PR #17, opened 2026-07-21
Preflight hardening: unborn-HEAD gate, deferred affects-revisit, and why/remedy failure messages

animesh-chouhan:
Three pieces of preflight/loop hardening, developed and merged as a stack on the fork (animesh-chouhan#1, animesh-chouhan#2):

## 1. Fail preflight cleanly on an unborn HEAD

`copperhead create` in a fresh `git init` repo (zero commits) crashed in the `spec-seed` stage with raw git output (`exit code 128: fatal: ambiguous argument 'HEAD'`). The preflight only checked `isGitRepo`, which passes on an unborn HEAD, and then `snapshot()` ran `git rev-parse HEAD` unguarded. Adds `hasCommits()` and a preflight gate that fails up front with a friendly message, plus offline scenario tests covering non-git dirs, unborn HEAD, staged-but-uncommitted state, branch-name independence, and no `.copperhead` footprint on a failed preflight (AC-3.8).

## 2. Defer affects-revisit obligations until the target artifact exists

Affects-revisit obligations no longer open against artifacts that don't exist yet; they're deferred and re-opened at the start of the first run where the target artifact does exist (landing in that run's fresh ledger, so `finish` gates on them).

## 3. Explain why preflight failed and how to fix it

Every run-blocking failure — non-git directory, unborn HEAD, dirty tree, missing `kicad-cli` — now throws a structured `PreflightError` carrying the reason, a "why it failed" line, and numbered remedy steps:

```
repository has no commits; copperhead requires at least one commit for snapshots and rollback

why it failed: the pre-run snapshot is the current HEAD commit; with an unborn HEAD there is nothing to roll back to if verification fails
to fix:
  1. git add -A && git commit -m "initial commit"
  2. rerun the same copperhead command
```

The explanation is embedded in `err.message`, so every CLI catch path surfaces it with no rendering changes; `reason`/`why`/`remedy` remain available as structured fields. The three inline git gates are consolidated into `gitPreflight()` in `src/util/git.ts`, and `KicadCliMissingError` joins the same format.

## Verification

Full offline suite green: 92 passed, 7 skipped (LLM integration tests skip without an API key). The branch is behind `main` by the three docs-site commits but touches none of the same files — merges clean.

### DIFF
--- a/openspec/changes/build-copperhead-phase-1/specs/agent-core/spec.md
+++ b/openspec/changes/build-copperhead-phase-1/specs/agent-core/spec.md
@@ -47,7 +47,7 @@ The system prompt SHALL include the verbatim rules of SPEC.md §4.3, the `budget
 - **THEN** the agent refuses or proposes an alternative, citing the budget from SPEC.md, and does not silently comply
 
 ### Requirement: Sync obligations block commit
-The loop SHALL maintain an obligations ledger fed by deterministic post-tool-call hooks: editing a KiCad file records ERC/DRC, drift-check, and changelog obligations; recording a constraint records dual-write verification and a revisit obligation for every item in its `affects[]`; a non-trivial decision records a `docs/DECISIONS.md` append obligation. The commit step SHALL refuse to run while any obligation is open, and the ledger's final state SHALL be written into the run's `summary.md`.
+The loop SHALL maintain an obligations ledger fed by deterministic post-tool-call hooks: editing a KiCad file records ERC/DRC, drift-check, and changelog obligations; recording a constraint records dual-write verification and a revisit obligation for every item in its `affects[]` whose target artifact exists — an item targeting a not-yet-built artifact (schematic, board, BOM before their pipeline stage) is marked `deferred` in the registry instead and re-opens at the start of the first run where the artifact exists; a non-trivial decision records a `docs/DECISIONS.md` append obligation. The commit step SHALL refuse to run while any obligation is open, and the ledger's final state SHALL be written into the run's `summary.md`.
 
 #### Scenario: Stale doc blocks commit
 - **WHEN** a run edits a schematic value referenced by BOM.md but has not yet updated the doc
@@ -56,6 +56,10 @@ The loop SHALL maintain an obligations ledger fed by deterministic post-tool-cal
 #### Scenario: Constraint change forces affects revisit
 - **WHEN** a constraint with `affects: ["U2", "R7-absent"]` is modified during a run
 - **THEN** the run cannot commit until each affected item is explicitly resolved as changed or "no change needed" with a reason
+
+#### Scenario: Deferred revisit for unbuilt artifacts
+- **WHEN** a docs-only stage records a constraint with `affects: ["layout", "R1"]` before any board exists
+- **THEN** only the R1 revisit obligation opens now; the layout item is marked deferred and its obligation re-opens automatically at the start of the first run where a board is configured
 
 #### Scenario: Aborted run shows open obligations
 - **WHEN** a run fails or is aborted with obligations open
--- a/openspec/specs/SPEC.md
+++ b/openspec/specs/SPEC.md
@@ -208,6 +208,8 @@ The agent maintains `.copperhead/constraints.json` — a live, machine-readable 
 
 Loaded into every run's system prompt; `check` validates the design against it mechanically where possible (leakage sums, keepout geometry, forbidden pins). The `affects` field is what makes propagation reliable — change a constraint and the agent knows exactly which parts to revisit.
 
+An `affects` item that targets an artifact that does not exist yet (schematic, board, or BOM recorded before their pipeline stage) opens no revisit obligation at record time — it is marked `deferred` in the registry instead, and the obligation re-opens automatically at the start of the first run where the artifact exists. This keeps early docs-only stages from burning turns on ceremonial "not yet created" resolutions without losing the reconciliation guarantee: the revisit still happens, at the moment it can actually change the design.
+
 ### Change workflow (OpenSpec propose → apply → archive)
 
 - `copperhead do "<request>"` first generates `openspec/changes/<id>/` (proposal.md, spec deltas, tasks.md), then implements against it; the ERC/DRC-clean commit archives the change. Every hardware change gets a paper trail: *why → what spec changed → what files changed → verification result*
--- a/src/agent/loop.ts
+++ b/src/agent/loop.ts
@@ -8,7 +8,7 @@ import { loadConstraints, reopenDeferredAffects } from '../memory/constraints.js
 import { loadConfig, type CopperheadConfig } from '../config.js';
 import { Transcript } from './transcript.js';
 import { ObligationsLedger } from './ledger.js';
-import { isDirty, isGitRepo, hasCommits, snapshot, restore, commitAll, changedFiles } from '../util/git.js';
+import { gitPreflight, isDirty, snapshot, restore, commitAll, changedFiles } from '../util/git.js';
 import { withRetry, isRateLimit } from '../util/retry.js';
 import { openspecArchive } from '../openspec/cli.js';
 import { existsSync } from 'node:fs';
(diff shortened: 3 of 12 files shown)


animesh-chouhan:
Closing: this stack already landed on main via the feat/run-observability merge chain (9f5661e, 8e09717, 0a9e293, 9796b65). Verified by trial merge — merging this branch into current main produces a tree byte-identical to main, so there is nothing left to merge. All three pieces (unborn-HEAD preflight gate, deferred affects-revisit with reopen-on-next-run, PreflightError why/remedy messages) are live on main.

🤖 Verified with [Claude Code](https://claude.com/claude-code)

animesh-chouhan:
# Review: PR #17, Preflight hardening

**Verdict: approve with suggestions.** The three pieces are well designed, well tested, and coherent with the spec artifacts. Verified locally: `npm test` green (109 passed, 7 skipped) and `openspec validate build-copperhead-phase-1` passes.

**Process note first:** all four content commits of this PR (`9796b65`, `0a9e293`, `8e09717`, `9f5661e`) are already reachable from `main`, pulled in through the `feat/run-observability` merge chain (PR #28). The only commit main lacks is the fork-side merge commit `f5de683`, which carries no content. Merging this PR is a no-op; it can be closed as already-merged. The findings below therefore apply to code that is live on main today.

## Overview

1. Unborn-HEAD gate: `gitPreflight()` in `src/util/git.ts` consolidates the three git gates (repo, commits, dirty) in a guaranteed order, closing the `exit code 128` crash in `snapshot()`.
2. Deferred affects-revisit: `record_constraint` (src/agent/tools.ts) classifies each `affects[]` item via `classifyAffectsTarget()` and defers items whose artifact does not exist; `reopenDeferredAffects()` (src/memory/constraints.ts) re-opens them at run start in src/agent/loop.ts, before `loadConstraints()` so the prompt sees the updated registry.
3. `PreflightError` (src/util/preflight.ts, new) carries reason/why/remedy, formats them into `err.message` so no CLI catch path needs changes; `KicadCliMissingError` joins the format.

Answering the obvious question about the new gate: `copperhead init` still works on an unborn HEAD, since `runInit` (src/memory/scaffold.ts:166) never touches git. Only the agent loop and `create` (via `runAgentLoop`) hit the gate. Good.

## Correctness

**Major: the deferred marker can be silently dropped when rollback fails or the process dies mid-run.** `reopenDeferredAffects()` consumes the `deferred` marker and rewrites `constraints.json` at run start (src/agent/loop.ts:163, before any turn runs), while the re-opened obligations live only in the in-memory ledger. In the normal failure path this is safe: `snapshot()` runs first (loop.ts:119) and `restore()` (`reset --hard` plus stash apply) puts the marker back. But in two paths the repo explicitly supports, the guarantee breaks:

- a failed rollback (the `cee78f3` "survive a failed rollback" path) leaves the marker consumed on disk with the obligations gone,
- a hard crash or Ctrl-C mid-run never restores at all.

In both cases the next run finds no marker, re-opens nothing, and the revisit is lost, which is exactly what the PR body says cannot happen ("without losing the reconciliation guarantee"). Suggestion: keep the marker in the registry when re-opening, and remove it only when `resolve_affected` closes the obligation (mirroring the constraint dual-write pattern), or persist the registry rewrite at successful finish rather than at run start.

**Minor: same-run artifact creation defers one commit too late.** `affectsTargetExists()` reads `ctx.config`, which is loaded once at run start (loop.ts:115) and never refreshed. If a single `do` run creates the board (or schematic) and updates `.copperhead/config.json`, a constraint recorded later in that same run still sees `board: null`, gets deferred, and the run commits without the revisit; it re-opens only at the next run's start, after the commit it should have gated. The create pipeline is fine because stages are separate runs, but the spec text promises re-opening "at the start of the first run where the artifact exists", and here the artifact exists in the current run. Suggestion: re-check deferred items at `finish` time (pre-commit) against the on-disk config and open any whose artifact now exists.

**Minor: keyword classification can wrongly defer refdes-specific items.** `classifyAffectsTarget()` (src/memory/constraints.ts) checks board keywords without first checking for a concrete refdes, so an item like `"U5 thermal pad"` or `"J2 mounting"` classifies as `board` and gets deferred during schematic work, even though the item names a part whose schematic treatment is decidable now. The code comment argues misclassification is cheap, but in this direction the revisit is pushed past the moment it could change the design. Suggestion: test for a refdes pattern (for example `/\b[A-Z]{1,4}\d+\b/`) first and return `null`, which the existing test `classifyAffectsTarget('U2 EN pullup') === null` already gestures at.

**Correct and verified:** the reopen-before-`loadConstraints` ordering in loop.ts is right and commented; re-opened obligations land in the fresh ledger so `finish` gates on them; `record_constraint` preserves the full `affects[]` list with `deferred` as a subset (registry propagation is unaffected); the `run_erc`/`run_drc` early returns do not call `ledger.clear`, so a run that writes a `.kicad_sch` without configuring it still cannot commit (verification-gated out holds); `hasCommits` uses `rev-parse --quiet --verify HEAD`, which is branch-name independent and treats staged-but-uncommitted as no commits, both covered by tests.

----

## Task prompt
Give back exactly the lines of the listing, starting with the first and ending with the one bearing "## 1. Fail preflight". Add no other lines.

## Expected output
PR #17, opened 2026-07-21
Preflight hardening: unborn-HEAD gate, deferred affects-revisit, and why/remedy failure messages

animesh-chouhan:
Three pieces of preflight/loop hardening, developed and merged as a stack on the fork (animesh-chouhan#1, animesh-chouhan#2):

## 1. Fail preflight cleanly on an unborn HEAD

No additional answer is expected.